* PROVIDED RECORDS:
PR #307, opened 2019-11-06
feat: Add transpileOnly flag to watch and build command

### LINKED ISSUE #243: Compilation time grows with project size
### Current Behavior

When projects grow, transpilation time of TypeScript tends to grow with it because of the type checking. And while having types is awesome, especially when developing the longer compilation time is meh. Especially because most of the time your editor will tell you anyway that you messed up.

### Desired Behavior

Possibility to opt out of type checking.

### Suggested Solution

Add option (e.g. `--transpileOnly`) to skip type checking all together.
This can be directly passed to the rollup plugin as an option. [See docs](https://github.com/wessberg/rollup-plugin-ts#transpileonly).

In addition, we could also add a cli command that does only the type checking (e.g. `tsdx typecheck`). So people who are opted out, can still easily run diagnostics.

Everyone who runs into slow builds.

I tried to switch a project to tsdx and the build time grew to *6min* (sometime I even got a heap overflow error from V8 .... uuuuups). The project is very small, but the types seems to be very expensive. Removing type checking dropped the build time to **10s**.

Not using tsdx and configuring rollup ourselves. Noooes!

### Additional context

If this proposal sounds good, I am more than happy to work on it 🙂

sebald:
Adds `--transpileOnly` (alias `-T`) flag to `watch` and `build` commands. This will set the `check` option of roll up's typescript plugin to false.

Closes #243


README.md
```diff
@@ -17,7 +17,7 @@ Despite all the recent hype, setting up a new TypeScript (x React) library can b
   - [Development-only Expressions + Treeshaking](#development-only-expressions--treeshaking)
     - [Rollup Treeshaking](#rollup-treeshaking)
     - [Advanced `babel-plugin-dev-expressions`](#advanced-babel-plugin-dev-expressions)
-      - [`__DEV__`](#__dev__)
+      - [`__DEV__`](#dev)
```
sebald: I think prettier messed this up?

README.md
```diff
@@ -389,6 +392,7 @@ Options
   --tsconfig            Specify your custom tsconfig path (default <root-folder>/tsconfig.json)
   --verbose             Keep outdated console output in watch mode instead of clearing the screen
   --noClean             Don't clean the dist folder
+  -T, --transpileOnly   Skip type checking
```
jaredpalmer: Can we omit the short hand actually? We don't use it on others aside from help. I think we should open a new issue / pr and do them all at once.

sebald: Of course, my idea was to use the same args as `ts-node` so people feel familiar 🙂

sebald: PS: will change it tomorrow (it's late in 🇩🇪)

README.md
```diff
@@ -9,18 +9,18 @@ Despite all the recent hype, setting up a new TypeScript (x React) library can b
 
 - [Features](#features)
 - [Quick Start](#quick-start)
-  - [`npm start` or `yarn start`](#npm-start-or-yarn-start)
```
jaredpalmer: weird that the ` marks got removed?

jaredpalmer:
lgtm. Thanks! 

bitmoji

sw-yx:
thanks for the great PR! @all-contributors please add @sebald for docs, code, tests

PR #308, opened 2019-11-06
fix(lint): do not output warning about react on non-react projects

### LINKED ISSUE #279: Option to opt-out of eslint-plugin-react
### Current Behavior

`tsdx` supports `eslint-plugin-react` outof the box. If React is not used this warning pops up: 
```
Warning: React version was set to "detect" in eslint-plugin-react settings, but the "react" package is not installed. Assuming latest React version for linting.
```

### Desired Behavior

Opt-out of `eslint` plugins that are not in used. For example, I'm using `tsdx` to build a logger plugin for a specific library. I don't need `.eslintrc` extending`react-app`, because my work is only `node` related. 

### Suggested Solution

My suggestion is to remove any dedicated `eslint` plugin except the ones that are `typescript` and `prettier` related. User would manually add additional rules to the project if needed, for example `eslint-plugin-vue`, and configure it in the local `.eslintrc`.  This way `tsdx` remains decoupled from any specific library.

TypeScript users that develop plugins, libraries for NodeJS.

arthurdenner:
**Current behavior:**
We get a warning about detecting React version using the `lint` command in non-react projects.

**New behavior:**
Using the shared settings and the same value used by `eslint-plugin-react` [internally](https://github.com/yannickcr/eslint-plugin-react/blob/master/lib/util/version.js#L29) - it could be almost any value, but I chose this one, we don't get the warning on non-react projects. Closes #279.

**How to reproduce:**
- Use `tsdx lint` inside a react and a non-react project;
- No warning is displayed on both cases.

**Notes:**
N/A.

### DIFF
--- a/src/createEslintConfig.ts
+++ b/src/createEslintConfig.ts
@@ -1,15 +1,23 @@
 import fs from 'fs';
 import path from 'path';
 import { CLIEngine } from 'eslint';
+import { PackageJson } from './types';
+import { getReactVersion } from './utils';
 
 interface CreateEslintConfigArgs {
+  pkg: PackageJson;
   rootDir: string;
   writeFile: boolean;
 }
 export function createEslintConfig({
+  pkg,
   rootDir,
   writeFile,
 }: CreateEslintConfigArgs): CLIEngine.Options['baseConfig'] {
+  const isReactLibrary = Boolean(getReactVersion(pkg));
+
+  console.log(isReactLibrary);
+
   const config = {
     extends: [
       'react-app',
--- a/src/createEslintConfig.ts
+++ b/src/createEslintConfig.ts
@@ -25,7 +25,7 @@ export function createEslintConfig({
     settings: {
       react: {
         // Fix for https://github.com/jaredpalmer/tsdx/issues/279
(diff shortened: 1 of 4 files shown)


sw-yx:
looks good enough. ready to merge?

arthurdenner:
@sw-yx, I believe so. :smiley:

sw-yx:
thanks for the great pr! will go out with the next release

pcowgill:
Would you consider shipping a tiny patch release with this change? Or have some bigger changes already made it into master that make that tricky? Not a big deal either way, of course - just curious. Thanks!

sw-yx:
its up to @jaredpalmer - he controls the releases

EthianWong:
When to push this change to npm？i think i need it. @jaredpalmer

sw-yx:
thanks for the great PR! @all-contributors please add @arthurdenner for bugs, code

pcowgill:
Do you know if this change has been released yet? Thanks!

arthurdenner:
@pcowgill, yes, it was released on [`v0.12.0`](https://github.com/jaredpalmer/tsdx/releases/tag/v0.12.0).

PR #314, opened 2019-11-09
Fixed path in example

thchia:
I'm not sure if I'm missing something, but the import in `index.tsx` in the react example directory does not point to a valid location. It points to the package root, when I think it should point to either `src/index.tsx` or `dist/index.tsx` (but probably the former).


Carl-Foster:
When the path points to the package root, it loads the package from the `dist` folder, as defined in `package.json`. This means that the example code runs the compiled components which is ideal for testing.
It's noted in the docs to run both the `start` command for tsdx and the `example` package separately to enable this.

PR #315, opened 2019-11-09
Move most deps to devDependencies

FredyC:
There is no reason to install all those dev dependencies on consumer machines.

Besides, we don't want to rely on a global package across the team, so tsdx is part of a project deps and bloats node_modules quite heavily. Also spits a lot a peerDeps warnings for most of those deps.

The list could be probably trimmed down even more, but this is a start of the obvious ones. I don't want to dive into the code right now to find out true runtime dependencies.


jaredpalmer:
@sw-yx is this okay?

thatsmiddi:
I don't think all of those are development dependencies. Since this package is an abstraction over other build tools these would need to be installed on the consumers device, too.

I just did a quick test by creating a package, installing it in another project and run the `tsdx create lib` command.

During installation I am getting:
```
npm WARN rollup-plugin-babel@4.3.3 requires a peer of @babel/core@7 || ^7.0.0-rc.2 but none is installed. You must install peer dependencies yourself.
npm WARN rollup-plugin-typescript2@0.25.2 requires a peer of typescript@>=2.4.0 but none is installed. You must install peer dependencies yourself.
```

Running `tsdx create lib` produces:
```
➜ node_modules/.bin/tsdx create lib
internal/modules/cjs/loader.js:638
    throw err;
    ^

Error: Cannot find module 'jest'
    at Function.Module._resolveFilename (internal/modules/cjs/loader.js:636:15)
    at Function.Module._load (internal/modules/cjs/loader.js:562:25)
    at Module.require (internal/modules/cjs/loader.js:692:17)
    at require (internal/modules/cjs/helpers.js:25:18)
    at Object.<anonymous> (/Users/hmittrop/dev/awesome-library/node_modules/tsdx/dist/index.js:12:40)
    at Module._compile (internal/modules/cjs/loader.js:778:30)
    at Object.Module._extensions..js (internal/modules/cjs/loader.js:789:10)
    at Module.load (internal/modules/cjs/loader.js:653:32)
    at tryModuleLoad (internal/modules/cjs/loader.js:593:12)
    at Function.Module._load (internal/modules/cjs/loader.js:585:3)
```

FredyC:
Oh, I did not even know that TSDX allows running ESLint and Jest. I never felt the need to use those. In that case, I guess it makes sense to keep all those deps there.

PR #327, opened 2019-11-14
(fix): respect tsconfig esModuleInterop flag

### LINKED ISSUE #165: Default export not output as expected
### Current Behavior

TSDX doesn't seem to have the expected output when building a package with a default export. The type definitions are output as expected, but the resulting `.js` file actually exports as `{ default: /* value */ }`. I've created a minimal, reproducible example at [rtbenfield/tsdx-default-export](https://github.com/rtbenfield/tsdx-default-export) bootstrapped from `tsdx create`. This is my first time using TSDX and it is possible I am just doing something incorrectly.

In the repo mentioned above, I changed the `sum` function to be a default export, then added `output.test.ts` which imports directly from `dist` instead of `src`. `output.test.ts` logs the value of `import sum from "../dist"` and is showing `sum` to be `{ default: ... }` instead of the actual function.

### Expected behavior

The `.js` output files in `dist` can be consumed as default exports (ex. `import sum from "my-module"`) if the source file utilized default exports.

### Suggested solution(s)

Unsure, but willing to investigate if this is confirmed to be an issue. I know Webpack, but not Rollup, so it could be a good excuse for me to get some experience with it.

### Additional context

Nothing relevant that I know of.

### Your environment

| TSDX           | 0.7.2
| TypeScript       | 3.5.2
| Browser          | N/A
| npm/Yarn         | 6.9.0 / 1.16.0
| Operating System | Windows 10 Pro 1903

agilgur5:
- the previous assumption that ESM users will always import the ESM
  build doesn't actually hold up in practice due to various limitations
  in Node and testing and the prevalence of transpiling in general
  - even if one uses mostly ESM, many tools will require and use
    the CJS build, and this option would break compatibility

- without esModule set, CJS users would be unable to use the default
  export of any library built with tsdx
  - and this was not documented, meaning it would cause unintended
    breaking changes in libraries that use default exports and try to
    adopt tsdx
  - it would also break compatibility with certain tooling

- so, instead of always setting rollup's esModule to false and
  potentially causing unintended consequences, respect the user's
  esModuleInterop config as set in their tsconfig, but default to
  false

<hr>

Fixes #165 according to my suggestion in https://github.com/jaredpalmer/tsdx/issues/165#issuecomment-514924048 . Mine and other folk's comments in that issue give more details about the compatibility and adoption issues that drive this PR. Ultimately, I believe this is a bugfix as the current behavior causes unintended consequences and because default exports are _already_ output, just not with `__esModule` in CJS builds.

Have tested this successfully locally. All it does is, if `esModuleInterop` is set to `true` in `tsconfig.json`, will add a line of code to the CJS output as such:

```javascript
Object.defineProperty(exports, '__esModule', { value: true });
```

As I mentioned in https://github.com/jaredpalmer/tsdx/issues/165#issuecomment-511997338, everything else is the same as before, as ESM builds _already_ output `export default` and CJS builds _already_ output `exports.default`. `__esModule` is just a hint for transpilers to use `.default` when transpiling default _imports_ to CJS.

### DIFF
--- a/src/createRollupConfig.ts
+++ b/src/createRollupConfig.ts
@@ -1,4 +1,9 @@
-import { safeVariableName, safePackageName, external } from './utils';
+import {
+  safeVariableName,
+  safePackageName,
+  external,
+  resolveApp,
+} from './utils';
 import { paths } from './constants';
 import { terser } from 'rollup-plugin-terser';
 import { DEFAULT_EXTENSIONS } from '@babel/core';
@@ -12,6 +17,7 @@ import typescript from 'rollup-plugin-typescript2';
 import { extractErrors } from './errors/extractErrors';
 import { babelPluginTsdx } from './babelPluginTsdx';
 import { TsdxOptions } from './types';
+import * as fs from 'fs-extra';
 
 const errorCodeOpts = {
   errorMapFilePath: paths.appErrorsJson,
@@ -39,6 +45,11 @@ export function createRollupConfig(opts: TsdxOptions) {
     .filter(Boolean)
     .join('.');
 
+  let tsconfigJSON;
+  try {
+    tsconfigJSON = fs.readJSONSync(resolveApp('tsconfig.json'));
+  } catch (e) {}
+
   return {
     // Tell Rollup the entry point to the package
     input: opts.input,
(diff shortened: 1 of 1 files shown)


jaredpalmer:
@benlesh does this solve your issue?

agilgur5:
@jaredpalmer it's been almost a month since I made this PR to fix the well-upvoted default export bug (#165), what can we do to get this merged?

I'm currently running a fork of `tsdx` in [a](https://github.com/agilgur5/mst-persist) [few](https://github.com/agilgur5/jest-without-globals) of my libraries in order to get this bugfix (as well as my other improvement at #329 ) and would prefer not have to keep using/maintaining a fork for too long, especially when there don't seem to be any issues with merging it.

* TASK PROMPT: Lines of the material may hold the string "must". Copy each one that does.

* ANSWER TO THE EXERCISE:
npm WARN rollup-plugin-babel@4.3.3 requires a peer of @babel/core@7 || ^7.0.0-rc.2 but none is installed. You must install peer dependencies yourself.
npm WARN rollup-plugin-typescript2@0.25.2 requires a peer of typescript@>=2.4.0 but none is installed. You must install peer dependencies yourself.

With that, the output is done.